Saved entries

PR #182, opened 2026-05-26
fix(llm): bound OpenAI-compat client timeouts to unwedge chat turn gate

### LINKED ISSUE #181: [bug] llm/server: chat path has no LLM request timeout; RetryLlmClient is dead code and a single hung backend read wedges all chat via chat_turn_lock
### Summary

The chat path applies **no timeout to the LLM request**, and the only component built to provide one — `RetryLlmClient` (60 s timeout + retries + fallback) — is **dead code, never wired in**; because the server holds the process-wide `chat_turn_lock` across the entire unbounded LLM read, a single backend that accepts a connection and then stalls wedges **all** chat forever while `/api/health` keeps reporting "connected".

### Steps to reproduce

1. Run `genie-core` normally (default `genie-ai-runtime` backend, or llama.cpp — both use `OpenAiCompatClient`).
2. Put the LLM backend into a state where it **accepts the TCP connection but never finishes the response**. Any of:
   - kill/freeze the model mid-generation, or
   - induce the governor to restart the model under memory pressure (the documented "backend restarting during governor mode switch" in `llm/retry.rs`), or
   - simulate a half-open socket to the backend.
3. Send one chat turn through any production path: web UI (`POST /api/chat/stream`), the OpenAI bridge (`POST /v1/chat/completions`), voice, REPL, or Telegram.
4. While that first turn hangs, send any further chat turn from any path.
5. Hit `GET /api/health` / open the dashboard.

### Expected behavior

*DESCRIPTION OF THE TASK:*
Look through the records and gather each line with the word "model".

*EXERCISE OUTPUT:*
   - kill/freeze the model mid-generation, or
   - induce the governor to restart the model under memory pressure (the documented "backend restarting during governor mode switch" in `llm/retry.rs`), or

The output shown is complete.